Exercise: Return each line of the material below exactly. Begin at the first and end on the line with "- removes unsupported".

● ● ● ●

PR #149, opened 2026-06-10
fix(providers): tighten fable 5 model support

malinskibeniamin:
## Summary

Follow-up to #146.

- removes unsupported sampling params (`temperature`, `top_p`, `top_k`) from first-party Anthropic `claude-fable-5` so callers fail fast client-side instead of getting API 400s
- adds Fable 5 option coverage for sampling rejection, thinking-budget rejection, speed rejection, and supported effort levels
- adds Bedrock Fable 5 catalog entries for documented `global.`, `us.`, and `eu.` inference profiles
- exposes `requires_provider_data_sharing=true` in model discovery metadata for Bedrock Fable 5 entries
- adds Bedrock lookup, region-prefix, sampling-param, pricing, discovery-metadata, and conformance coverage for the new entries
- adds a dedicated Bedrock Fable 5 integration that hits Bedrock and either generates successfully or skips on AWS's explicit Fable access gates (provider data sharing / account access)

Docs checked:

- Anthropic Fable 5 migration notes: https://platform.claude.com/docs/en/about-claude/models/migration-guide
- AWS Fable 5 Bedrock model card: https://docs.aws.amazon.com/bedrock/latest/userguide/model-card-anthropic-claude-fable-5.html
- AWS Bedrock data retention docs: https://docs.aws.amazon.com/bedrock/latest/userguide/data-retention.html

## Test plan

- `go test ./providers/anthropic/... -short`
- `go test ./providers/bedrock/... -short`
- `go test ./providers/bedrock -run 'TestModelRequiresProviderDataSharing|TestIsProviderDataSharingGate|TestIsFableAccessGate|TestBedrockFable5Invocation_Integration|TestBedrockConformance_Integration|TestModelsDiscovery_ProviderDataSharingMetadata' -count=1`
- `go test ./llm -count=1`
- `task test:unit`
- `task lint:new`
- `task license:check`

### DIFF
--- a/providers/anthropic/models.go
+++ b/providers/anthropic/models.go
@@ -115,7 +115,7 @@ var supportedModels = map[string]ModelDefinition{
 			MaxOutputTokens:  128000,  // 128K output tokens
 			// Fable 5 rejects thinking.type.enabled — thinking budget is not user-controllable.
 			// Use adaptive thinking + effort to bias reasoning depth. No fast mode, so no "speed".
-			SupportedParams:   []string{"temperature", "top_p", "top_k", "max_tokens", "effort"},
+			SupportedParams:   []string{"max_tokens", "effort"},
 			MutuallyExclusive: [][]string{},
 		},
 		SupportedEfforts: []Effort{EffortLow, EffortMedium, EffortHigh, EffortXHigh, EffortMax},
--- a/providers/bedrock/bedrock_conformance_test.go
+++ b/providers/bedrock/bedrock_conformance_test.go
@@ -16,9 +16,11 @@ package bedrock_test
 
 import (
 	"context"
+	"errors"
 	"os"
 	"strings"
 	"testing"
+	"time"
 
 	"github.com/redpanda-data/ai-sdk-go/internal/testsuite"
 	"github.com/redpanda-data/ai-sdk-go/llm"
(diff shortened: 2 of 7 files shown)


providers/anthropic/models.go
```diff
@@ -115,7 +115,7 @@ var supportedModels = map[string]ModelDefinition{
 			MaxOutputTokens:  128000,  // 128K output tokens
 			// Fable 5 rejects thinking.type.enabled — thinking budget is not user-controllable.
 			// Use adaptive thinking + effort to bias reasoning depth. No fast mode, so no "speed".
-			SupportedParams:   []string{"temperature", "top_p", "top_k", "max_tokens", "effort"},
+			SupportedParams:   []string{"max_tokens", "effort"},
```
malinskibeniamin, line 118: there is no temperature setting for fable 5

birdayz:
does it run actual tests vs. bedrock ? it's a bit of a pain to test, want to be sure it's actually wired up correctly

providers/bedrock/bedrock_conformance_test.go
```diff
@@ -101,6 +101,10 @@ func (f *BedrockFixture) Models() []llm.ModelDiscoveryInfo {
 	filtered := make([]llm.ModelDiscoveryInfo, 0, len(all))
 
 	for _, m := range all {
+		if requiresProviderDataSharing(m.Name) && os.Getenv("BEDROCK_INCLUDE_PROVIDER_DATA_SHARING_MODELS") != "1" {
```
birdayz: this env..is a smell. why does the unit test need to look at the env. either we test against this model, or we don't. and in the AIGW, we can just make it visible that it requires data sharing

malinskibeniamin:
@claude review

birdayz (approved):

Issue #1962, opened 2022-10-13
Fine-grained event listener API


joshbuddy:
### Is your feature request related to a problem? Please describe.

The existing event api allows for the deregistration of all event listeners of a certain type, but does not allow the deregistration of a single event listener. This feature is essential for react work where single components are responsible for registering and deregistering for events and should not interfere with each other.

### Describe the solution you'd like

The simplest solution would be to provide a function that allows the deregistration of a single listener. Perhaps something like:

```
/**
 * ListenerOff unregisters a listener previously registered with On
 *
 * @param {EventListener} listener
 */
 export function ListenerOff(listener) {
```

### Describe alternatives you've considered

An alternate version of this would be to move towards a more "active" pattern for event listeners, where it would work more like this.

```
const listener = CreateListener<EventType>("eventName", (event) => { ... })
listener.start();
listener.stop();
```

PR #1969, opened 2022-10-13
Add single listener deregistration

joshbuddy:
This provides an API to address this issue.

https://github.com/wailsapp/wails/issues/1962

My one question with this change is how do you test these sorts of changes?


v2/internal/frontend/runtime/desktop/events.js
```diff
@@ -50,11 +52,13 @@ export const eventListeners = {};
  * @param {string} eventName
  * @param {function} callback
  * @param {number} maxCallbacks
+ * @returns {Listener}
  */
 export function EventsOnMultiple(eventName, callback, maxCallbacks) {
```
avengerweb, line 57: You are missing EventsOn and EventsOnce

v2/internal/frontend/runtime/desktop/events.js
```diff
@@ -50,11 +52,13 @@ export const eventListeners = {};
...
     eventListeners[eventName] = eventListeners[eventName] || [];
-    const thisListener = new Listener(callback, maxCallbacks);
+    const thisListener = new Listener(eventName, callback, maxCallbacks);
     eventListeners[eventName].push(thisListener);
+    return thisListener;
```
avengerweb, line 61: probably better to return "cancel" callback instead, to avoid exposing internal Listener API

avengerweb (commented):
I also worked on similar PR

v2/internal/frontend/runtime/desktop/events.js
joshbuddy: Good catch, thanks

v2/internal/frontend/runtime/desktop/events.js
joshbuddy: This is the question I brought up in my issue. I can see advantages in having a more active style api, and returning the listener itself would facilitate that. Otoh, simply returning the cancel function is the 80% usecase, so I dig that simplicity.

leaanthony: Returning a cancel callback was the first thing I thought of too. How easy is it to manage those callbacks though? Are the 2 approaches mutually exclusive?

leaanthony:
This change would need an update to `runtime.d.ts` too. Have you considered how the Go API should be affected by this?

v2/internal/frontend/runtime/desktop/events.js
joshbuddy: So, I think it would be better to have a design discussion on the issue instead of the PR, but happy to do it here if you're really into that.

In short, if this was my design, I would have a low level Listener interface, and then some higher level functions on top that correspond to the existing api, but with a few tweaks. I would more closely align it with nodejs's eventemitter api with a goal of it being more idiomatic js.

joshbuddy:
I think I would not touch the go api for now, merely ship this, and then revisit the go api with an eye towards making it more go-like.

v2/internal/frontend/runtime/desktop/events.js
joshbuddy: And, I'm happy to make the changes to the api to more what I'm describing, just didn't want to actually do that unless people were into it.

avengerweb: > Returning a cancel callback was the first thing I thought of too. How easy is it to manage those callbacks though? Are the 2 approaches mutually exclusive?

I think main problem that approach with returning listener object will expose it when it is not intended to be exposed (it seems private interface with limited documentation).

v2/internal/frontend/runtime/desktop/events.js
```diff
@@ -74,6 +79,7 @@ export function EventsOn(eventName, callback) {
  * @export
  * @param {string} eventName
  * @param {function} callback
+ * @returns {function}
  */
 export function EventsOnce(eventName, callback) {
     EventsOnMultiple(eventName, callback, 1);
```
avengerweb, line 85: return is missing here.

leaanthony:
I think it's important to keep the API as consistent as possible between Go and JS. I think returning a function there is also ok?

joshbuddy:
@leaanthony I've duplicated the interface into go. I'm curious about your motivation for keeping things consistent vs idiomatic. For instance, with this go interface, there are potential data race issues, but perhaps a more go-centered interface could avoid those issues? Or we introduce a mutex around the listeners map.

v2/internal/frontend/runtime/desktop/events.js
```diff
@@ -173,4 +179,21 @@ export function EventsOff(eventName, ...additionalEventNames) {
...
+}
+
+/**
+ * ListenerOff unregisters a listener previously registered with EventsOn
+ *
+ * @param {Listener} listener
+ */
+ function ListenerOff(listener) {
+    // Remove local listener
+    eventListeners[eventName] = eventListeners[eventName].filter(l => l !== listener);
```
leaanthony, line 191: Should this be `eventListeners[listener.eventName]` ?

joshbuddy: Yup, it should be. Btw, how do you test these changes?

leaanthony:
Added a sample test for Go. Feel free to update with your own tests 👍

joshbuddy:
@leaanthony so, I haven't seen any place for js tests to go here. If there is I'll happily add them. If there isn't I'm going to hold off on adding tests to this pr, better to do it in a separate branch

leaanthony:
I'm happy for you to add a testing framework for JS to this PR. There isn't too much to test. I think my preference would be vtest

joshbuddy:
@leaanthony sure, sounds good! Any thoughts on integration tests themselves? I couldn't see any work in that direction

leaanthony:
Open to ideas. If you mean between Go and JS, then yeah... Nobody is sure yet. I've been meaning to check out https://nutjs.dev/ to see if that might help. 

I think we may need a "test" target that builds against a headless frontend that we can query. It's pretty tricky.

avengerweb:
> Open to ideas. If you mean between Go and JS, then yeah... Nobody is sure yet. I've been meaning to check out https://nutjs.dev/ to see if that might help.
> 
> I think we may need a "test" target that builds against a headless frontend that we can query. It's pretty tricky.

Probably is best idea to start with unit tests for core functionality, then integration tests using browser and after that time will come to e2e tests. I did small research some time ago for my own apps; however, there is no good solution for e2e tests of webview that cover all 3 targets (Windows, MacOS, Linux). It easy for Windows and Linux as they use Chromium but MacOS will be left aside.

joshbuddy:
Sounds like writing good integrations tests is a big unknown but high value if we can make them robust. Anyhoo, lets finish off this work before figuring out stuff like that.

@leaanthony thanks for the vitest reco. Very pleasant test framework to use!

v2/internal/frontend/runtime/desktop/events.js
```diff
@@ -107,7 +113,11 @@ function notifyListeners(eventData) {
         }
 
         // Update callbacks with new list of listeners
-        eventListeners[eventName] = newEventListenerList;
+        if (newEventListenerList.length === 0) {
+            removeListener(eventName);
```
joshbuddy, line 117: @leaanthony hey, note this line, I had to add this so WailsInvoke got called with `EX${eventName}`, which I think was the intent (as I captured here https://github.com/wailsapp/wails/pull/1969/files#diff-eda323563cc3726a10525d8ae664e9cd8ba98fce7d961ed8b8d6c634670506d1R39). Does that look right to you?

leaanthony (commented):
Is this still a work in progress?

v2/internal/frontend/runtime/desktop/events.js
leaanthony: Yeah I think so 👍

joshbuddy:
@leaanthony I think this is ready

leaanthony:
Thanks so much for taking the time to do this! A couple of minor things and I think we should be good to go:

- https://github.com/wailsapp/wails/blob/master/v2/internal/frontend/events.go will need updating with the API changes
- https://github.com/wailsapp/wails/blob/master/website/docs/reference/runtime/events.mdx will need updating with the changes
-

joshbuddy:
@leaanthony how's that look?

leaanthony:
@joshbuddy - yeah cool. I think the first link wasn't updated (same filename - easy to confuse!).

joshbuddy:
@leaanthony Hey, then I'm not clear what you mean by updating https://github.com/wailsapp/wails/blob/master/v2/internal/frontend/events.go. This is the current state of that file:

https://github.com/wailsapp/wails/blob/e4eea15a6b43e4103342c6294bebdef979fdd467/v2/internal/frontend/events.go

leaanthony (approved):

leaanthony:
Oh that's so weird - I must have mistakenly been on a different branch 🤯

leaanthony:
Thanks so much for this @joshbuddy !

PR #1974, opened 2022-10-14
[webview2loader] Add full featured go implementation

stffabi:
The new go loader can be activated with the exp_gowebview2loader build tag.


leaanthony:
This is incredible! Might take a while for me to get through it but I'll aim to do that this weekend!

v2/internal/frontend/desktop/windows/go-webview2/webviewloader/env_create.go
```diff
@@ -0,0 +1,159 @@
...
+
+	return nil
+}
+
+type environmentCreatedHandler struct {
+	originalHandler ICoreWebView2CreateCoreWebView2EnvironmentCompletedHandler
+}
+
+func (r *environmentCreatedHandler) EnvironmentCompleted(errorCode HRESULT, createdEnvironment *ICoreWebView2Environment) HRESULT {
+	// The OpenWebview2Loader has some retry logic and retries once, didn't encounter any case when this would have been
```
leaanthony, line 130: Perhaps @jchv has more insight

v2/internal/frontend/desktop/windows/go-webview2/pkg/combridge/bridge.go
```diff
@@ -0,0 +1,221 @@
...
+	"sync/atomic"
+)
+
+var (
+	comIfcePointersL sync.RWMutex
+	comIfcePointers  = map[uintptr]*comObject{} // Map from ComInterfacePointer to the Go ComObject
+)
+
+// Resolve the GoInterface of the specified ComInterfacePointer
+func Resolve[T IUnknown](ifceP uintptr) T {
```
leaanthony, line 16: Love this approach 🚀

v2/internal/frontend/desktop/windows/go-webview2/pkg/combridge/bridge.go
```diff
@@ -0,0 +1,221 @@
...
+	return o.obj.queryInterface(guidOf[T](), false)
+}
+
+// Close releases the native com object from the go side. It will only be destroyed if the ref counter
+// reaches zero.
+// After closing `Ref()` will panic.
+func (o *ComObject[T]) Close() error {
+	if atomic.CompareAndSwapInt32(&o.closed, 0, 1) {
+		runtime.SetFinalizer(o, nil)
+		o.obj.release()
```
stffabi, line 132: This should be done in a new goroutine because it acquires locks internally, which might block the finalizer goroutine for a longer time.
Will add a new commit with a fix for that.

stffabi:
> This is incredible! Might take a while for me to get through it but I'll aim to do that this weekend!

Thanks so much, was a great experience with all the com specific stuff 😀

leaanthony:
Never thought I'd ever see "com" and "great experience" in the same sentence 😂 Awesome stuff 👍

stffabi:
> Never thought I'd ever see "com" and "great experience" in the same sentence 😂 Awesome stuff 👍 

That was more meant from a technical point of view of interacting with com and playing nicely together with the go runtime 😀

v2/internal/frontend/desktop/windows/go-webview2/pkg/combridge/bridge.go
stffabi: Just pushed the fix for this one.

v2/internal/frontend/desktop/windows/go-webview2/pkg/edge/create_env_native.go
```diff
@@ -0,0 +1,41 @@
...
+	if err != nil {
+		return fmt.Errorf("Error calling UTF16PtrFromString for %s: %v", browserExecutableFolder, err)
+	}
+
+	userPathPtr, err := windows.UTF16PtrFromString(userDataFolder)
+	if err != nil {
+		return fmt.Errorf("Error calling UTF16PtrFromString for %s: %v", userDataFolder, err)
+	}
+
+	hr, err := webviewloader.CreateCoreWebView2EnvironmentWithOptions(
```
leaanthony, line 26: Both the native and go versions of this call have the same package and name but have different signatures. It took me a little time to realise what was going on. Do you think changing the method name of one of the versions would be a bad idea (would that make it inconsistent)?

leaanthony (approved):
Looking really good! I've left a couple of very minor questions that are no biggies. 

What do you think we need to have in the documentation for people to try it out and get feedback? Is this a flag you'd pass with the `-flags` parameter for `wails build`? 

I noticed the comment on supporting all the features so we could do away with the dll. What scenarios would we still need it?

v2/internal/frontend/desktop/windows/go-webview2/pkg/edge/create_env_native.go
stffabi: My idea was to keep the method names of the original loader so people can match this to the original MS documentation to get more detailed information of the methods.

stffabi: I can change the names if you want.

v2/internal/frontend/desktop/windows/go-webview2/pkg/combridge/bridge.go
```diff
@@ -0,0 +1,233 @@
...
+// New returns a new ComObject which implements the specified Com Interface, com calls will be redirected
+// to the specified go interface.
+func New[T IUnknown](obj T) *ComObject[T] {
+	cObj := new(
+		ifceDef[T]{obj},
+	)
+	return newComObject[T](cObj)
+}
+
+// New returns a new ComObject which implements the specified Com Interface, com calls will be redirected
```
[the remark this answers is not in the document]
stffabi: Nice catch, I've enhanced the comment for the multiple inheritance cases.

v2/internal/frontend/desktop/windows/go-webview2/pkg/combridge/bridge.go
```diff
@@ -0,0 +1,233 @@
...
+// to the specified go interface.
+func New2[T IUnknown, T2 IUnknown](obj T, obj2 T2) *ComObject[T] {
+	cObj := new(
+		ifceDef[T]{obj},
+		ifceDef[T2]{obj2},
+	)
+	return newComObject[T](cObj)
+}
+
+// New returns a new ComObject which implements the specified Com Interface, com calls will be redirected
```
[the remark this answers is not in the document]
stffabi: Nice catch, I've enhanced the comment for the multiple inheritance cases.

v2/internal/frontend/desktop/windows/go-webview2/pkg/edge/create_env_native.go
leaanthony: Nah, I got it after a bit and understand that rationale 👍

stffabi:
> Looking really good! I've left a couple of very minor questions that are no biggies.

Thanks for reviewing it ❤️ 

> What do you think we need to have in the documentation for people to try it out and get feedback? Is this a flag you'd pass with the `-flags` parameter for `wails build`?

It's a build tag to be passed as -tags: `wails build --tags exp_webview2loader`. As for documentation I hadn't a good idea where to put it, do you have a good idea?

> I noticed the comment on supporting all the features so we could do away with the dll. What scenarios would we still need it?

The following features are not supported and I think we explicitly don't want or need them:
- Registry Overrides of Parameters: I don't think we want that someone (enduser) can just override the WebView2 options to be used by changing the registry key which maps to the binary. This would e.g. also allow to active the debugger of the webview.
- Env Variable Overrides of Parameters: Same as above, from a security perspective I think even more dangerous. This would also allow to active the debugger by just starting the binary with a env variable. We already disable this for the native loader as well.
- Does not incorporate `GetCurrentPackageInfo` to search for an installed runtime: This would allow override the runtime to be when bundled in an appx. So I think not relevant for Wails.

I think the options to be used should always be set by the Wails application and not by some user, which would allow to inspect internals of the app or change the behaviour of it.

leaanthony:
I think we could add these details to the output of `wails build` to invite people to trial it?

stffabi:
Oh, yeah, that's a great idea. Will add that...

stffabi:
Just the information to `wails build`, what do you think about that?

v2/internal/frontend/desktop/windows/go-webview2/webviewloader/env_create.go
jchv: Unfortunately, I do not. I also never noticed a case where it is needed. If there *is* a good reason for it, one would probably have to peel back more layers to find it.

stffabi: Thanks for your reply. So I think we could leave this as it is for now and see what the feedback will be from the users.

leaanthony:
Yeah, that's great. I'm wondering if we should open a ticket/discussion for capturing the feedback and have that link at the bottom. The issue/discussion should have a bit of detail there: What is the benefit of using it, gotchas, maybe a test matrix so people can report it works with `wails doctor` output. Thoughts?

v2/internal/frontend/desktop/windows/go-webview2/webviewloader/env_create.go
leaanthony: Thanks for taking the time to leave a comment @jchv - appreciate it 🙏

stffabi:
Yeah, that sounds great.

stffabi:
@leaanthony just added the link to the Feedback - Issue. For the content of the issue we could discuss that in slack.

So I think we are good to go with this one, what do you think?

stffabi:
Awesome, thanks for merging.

● ● ● ●

Answer space:
PR #149, opened 2026-06-10
fix(providers): tighten fable 5 model support

malinskibeniamin:
## Summary

Follow-up to #146.

- removes unsupported sampling params (`temperature`, `top_p`, `top_k`) from first-party Anthropic `claude-fable-5` so callers fail fast client-side instead of getting API 400s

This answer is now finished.